With overall accuracy equality as the fairness constraint and accross all epsilon values, the qsa is less accurate than the logistic regression baseline but more accurate than the random classifier. The qsa also never violates the fairness constraint, while the logistic regression baseline clearly violates the fairness constraint for = 0.1, and 0.05. The logistic regression likely makes a prediction of recurrence with some bias for menopausal status resulting in different accuracies which is an unwanted behavior. The qsa is always fair. The qsa takes more data to find a solution, but has access to only a small amount of data (286 rows). It is clearly improving in accuracy before it runs out of data. With more data the qsa could be much more accurate but still fair.

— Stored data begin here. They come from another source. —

PR #704, opened 2026-03-20
Set BucketOwnerFullControl ACL on multipart uploads

reimerix:
## Summary
- `create_multipart_upload` was missing `.acl(ObjectCannedAcl::BucketOwnerFullControl)` that `singlepart_upload` and `empty_upload` already set
- This caused cross-account uploaded objects (via `esthri sync`) to be inaccessible to the bucket owner account, resulting in 403 errors on `HeadObject`/`GetObject`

With the equal opportunity fairness constraint, the results are similar. The qsa is always fair but requires more data to find a solution. Once it finds a solution with fairness for equal opportunity (at around 100 rows of data), the accuracy is actually very similar to logistic regression. The logistic regression violates the fairness constraint for all values of epsilon. For either pre-menopausal or post-menopausal patients, it would have a higher rate of false negative predictions meaning it would under predict recurrence events. This behaviour could lead to patients of one of those groups being underprepared for recurrence.

Summary

The seldonian algorithm seems very promising in this application. A normal logistic regression behaves in unfair ways by predicting recurrence with different accuracies, or with different false negative rates for pre-menopausal or post-menopausal patients. The qsa is always fair and can be nearly as accurate, especially with more data to train on.